Nos dias que se seguiram à morte de Rindt, duas pessoas sofrem indiretamente uma mudança de destino em consequência desse acidente: Emerson Fittipaldi e Bernie Ecclestone

Emerson Fittipaldi e a Lotus voltam a participar da F1 a partir do GP dos EUA em Watkins Glen e ganham a prova. Esta vitória dá condições matemáticas necessárias para garantir o título de Rindt, que assim é declarado campeão, o único post-morten da categoria.

Emerson, apesar do pouco tempo na categoria, é escolhido por Colin Chapman como o novo primeiro piloto da Lotus, que na época era nada menos que a equipe mais vencedora da época.
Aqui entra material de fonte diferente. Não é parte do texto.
PR #3285, opened 2022-02-15
chore(env): enable importing VPCs with only public (no private) subnets

### LINKED ISSUE #3282: feat(env): allow VPCs with no private subnets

Nos oito anos anteriores, haviam vencido quatro títulos de pilotos.

A escolha de Chapman tem um quê de parecido com a situação da Mercedes nos dias atuais: um campeão sai de cena e deixa a equipe na situação de buscar um substituto. Tendo um carro cobiçado por muitos pilotos, Chapman poderia ter escolhido alguém mais experiente que Emerson, entretanto existiu uma certa dose de ousadia por parte do inglês ao apostar no talento do brasileiro.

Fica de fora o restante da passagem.